Dr. Vail sits across from me, waiting for me to speak. Like today will be different than any other. It should be different. I slept four straight hours last night. It’s been years since that’s happened. Months since I didn’t have a nightmare. No. Night terror. A nightmare would be welcome after all this time. Waking up without my heart beating out of my chest and my body drenched in sweat would do wonders for my physical well-being. Not seeing the blank stares of the young girls deep in their trauma or the eyes of someone succumbing to their drug of choice each time I close my eyes seems far out of reach.

Yet here I sit. Unable to tell the professional of the minor breakthrough we’ve made. Instead, I count the ticks as Dr. Vail scribbles on her notepad. I’ve often wondered what the doctors write on those notepads. Is it a grocery list? Pros and cons of a shitty job? Or is it all the things wrong with me? I’m fucked-up in the head so that list is probably pages long.

“How are your parents doing with you being gone?”

A topic I’m willing to talk about almost freely.

“Fine.”

“What do you mean by ‘fine’?”

Sighing, I lean forward, resting my elbows on my knees and clasping my hands behind my head. My heartbeat increases and a cool bead of sweat forms on my forehead. The need to get out of this room and away from the start of an interrogation is intense. But I know I have to sit through this. Sixty minutes each week until I go home. That was the commitment I made to myself and Dr. Le.

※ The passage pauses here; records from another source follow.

PR #482, opened 2016-11-09
aruha-400 prepare for unknown attributes

rcillo:
In order to introduce some new fields to event types (compatibility mode
and schema versioning), I plan to first run a migration that would do
so.

But once we run this database migration that adds such fields to event
types, it would break the running version, since it would introduce new
fields that are not known to the current stack.

In order to avoid this incompatibilities, I will first release this
feature first, which ignores unknow attributes instead of breaking.


v-stepanov:
What about a simple test to verify that it works? (and that it will not broken in the future)

rcillo:
@v-stepanov done. Added a test case to demonstrate that it actually works.

In the process I found out a test that wasn't testing what it was supposed to test and fixed it in the Subscription workflow.

v-stepanov:
👍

“My parents are fine. Dad understands my need for space and a change in scenery.”

“And your mother?”

I smile at the thought of my mom trying the same as my dad. “She’s trying. I know she’d prefer for me to be under her roof where she can fuss over me.”

“That I understand. When my kids went off to college, I was more worried than I ever was dressing for a shift while on the force. My husband said I ran off worry and caffeine each of their freshman years.”

Relaxing at the topic, I lean back and cross my foot over my knee. That feeling lasts seconds when she asks, “How do you think they managed when you were away?”

“I don’t know, Doc. I was gone for two years. Isn’t that part of the problem? I hardly know anyone for who they are today. Not even myself.”

Dr. Vail doesn’t respond. She only tilts her head to the side with a slight lift of her mouth as an encouragement to continue.

“I’m not the same person I was before. I don’t look the same, and we all know my mind is a lot more fucked up. The son that they raised is gone. The man they expected me to become is no more than a forgotten dream. The truth is I don’t know what my parents were like while I was gone or what they went through. I can only imagine it was hell because that’s what I was in.”

Standing, I begin pacing the length of the room. Frustration oozes from every pore of my body. This scene is common in these sessions both with Dr. Vail and Dr. Le.